光合成をする植物、排泄物を土に落としてくれる動物、それから目にない菌もそうだ。その一つひとつの存在によって、地球という大きな生命は成り立っている。小さな存在に自然と目を向ける子どもたちの姿が、「生命の大切さに大小はあるのか」と問いかけていた。

いのちをつないでいくために。「利他的」になること

ボルネオの熱帯雨林のなかをみんなで歩いたあと、フクオカハカセはこんな話をした。

「森の中を歩いているとき、まったく蚊に刺されませんでした。なぜかと考えると、おそらくそこに蚊はいるけれど、増えすぎない力が働いているのだと思います。蚊を食べる捕食者がいて、その捕食者はまた、別の捕食者に食べられるという自然のバランス=動的平衡が保たれているので、ひとつの種が増えすぎたり減りすぎたりしないのでしょう。絶妙なバランスで全体が包まれていると感じました」

それから、こう続けた。

「自然界のそれぞれの役割というのは、どの生物も必ず何らかの動的平衡を支えている一員であって、もらったものを必ず何かに受け渡しながら循環を支えています。なので、ある意味で生物は、とても利他的にふるまっているわけです。しかし、ひるがえって、人間を見ると、私たちは利己的にふるまい、色々な自然資源を収奪したり、溜め込んだりしています。

人間も地球環境の一員として、他の生物と同じように利他的にふるまうことができれば、人為的な活動による温暖化や海洋汚染など、地球上の色々な問題が、もう少し良い方向に展開するだろうと思うのです。利己的なふるまいから利他的なふるまいにシフトする必要がある。この旅を通して、改めて教えてもらったことでした」

モウレンカンプオオカブト

この地球では、さまざまな営みが行われている。私たちの目に留まらない小さな世界でも、今この瞬間、数秒後も、数時間後も行われている無数の営みによって、大きな生態系の調和が保たれている。ボルネオの地で垣間見た、生物たちの食う食われるや光合成もそうした営みの一つである。

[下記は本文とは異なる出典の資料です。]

PR #2646, opened 2026-08-30
perf: optimize AbstractParameterProcessor.readParameters

Postremus:
readParameters checked each annotation on the class, if it is parameter. Then checked if the annotation instances target is FIELD|METHOD|METHOD_PARAMETER, and then checked that target if it has any parameter annotations. I turned it around. We overall only check fields and methods now for parameter annotations. For fields we only require one isParameter check for the specific annotation instance. For methods, we check if the method could even be a bean property method first. Short circuit for parameterless methods (constructors, static initializers). This saves around 2/3 of the calls towards isResourceMethod (150k -> 50k). We also save on retrieving the annotations of each target again and again, if the target has multiple parameter annotations (resource methods, constructors).

Optimize JaxRsParameterProcessor.hasMethodHTTPMethodAnnotation further to save on the ArrayList allocation inside MethodInfo.declaredAnnotations(). Also compare by name directly instead of AnnotationInstance.

sorted-parameters.enable=false had the problem, that parameters picked up from beanparams where not sorted in declaration order. They where instead grouped by annotation (i.e. path param, query param, etc), and in each group in declaration order. The behaviour is now so that beanparams also follow declaration order; And their parameters are inserted right between the other parameters from the "parents" (e.g. the resource methods) parameters. This is also ensured for parameters declared on constructors. Jandex sorts method parameters alphabetically, so we have to resort based on parameter position.

Add a test to ensure the declaration order sorting stays consistent.

Saves about 80ms of quarkus:build.

related to #2630
replaces #2645

### DIFF
--- a/core/src/main/java/io/smallrye/openapi/runtime/scanner/spi/AbstractParameterProcessor.java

そんな彼らと同じ地球上に、私たち人間も生きている。酸素を吸って、二酸化炭素を吐いて、野菜や肉や魚を食べ、排泄し、寝て……生命活動を行っている。では、ほかの生命体と同じいのちのサイクルのなかで生きる一員として、私たちはどのように生きていくべきだろう……?

ボルネオの空を飛ぶ猛禽類

その問いのヒントは、きっと一歩外へ出たときに見える景色のなかにも広がっている。踏んでしまいそうなくらい小さな生き物たちのなかにも、それぞれの「いのちのものがたり」が流れているから。